As they moved into the Natarajasana, the Lord of the Dance pose, balancing on just one leg, Ludo continued, “It is wonderful to be able to hold these poses. But great feats of physical flexibility have little meaning if there isn’t a commensurate opening of the heart. How valid is a practice that frees our bodies from rigidity but does nothing for the mind?”

Later Ludo sat at the front to lead the class through their sitting poses. As always, the sequence of twists was accompanied by an audible crackle of joints across the room.

“How good is that!” exclaimed Ewing, an aging American man and longtime student, as his twist produced a particularly audible snap.

“What have you been up to, Ewing?” asked Merrilee in a suggestive tone as she sat next to him. She was also frequently his after-class conversational sparring partner on the balcony.

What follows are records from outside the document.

PR #765, opened 2020-08-04
Release 2.0.0

bernardwang:
### Summary
- Bumped `design-system`, `design-system-docs`, `design-system-scripts` to 2.0.0
- Bumped `eslint-config-design-system` and `stylelint-config-design-system` to 2.0.0
- Updated example package.jsons
- Updated v2 banner copy

### Fixed
- Fixed an e2e test regarding copy

### DIFF
--- a/design-assets/cms-design-system-ui-kit.xml
+++ b/design-assets/cms-design-system-ui-kit.xml
@@ -7,7 +7,7 @@
       <url></url>
       <title></title>
     </image>
-    <generator>Sketch</generator>
+    <generator>Sketch </generator>
     <item>
       <title>CMS Design System UI kit - v2.0.0</title>
       <pubDate>Tue, 4 Aug 2020 12:00:00</pubDate>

There were chuckles throughout the group.

“We get so engrained in physical patterns,” observed Ludo. “Habit

s we repeat beneath our awareness. We don’t even realize them until we bring attention to our body. Then we can let go. It’s the same for the mind. We get caught up in cycles of habit, ways of thinking that may have been useful in the past, but then we get locked into them. What was once the solution to a problem becomes a problem in itself. We need to break free.”

At this point, I noticed, Serena turned to face Sid.

“How do we do this?” continued Ludo. “Same as with the body. We bring attention to the mind. Simply by being present, here and now, we free ourselves of our conditioning. Samsara is going around and around in circles, the mind afflicted by karma and delusions. Nirvana is its oppose—letting go. Relaxing into our true state of being. Dissolving away any sense of separation between ourselves and all else.”